Friday 1 August 2014

Competing against myself.


The end of the year usually brings a round-up of the old and a desire to start everything anew. That same feeling must be what pushes everyone into making New Year resolutions. I've never been one for resolutions – they always seem too idealistic and unrealistic. At the start of the year I decided to do something just as stupid; commit myself to a Goodreads book challenge. At the time, it didn't seem all that crazy. I'd done it the previous year and had been happy with the results. I set the number at 55 – and the goal seemed simple. Read 55 books in a year, complete the challenge, go home happy. Most of us read often enough, but by setting a goal it feels like running a race or completing a marathon – with much less physical exertion involved.

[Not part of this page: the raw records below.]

PR #2886, opened 2024-08-26
Fix hot reloading components with keys

### LINKED ISSUE #2881: Component with `key` attribute does not pass a `ReadOnlySIgnal<bool>` attribute properly
**Problem**

With latest main in web, this app will display `falsefalse` when I would expect `truefalse`. Specifically, the `is_on: true` is not getting passed or getting ignored when there is a `key` on the component.

```rust
#![allow(non_snake_case)]

use dioxus::prelude::*;

#[derive(Clone, Routable, Debug, PartialEq)]
enum Route {
    #[route("/")]
    Home {},
}

fn main() {
    launch(App);
}

fn App() -> Element {
    rsx! {
        Router::<Route> {}
    }
}

#[component]
fn Comp(
    is_on: ReadOnlySignal<bool>,
) -> Element {
    rsx! {
        "{is_on()}"
    }
}

#[component]
fn Home() -> Element {
    rsx! {
        Comp {
            key: "A",
            is_on: true,
        }
        Comp {
            key: "B",
            is_on: false,
        }
    }
}
```

If you remove the `key` from the first `Comp` it will display what I would expect: `truefalse`. But I need to have a key on these elements.

**Environment:**
 - Dioxus version: main
 - App platform: web

**Questionnaire**

ealmloff:
We were adding `key`s from component to the component literal pool which caused indexing issues because keys don't show up as props

Fixes #2881

### DIFF
--- a/packages/rsx/src/assign_dyn_ids.rs
+++ b/packages/rsx/src/assign_dyn_ids.rs
@@ -1,6 +1,7 @@
 use crate::attribute::Attribute;
 use crate::{
-    AttributeValue, BodyNode, HotLiteral, HotReloadFormattedSegment, Segment, TemplateBody,
+    AttributeName, AttributeValue, BodyNode, HotLiteral, HotReloadFormattedSegment, Segment,
+    TemplateBody,
 };
 
 /// A visitor that assigns dynamic ids to nodes and attributes and accumulates paths to dynamic nodes and attributes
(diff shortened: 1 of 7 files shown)


ealmloff:
> Hmm, I cherry picked these onto my local and it did not fix #2881

I reverted a bit too much while fixing tests. Should be fixed now

rogusdev:
Ha, now it's inverted: `falsetrue`

ealmloff:
Should be fixed now:
Screenshot 2024-08-26 at 11 49 46 AM

rogusdev:
Yeah, works for me, thanks! (Including in my actual project)

matthunz (approved):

This year I went a little crazy and set my challenge at 365 books. It's been a little stressful. I mustn't have been thinking straight when I made it, because reading a book a day is insane, even for an enthusiastic reader. I'm a really fast reader and have been that way forever. I guess it's a bit of a skill, but it's also frustrating when I'm reading a great book and am dying to stretch it out and enjoy it forever. A book a day isn't impossible, but it's pretty intimidating. Reading has always been an escape for me, but now it's a bit of an obligation. I'm probably making this all sound a lot more dramatic than it really is. Sure, it's a little stressful, always thinking that I'm 1 or 4 or even 7 books behind schedule, but it's also fun because I am extremely competitive (even in this competition against... myself). 
I've read a lot of books this year, and, I have to be honest, not all of them have been quality literature. Sure, I read books that have been recommended to me, and every so often something great comes up, but for the most part I tend to read a lot of really average literature. I'm drawn towards a lot of young adult fiction, dystopian and post-apocalyptic stuff in particular, but the things I read tend to come in genre-specific waves. I love a good, depressing memoir about childhood. Something that really makes me cry. Anything where the narrator rises victorious at the end. I've been reading a lot of books about shipwrecks and life rafts. At one point I was really into Stockholm Syndrome, and read a lot of books in a vain attempt to find something decent. Warning: everything labeled Stockholm Syndrome is really about BDSM and horrible, abusive characters. Don't make the same mistake I did. There's been a lot of rubbish, but there have also been a lot of diamonds in the rough, and those books make it all worthwhile.